**WHAT THE TASK ASKS**
Take from the material every line that contains the word "snap".

DATA IN THIS EXERCISE Start Marker

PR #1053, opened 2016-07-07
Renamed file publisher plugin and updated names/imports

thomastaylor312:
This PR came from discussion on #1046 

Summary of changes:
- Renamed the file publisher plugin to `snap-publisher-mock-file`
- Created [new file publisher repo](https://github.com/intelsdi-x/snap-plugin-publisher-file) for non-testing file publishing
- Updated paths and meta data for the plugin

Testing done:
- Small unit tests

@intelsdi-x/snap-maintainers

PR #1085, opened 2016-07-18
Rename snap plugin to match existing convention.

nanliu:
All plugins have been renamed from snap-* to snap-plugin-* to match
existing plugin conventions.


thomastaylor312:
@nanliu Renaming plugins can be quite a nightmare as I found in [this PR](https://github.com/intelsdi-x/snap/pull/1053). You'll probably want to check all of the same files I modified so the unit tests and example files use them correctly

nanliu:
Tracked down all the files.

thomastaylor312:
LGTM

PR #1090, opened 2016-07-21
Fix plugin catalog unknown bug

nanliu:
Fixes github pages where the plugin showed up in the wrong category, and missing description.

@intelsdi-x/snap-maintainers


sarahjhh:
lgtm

DATA IN THIS EXERCISE End Marker
DATA IN THIS EXERCISE Start Marker

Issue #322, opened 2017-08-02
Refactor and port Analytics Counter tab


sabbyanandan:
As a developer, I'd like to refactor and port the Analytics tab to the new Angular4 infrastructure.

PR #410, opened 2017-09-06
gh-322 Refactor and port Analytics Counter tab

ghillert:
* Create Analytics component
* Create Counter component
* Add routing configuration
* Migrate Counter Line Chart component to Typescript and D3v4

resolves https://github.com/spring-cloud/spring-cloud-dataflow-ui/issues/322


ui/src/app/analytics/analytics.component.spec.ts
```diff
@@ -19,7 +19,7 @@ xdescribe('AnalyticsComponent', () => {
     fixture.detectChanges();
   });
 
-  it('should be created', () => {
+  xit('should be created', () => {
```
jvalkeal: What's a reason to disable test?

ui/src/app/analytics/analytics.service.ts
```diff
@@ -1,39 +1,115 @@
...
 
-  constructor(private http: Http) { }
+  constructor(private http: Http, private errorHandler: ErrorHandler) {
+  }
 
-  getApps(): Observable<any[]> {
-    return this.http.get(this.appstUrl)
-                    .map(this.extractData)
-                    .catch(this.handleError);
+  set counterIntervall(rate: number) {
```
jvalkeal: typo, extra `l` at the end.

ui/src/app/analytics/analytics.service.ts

DATA IN THIS EXERCISE End Marker
DATA IN THIS EXERCISE Start Marker

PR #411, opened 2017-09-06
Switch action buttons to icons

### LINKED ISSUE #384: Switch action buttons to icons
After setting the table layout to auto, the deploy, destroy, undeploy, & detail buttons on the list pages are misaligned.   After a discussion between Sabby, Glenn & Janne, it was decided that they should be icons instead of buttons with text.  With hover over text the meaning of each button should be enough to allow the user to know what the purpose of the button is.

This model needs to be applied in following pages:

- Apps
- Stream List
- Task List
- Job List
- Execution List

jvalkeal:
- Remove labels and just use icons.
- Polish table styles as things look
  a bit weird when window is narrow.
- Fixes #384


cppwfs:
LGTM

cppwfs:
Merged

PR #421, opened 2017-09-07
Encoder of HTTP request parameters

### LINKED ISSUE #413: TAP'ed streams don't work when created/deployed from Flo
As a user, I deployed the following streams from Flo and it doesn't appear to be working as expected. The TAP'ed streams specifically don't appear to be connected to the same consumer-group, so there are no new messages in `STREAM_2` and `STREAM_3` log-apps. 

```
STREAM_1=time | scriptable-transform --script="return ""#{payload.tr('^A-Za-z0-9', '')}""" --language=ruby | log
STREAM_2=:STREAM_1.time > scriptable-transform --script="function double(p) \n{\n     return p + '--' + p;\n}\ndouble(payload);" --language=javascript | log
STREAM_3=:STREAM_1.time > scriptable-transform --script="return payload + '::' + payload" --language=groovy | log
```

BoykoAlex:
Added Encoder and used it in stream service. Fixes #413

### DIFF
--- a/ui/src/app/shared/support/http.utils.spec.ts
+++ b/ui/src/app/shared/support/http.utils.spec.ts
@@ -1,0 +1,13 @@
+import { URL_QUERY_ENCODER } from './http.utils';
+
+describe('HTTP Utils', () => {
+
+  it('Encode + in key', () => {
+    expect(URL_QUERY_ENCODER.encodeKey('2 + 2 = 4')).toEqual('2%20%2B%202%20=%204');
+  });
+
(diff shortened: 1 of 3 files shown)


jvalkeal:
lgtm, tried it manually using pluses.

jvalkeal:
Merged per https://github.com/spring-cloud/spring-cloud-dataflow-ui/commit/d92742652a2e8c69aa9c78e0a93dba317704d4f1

DATA IN THIS EXERCISE End Marker

**TASK OUTPUT**
- Renamed the file publisher plugin to `snap-publisher-mock-file`
- Created [new file publisher repo](https://github.com/intelsdi-x/snap-plugin-publisher-file) for non-testing file publishing
@intelsdi-x/snap-maintainers
Rename snap plugin to match existing convention.
All plugins have been renamed from snap-* to snap-plugin-* to match
@nanliu Renaming plugins can be quite a nightmare as I found in [this PR](https://github.com/intelsdi-x/snap/pull/1053). You'll probably want to check all of the same files I modified so the unit tests and example files use them correctly
@intelsdi-x/snap-maintainers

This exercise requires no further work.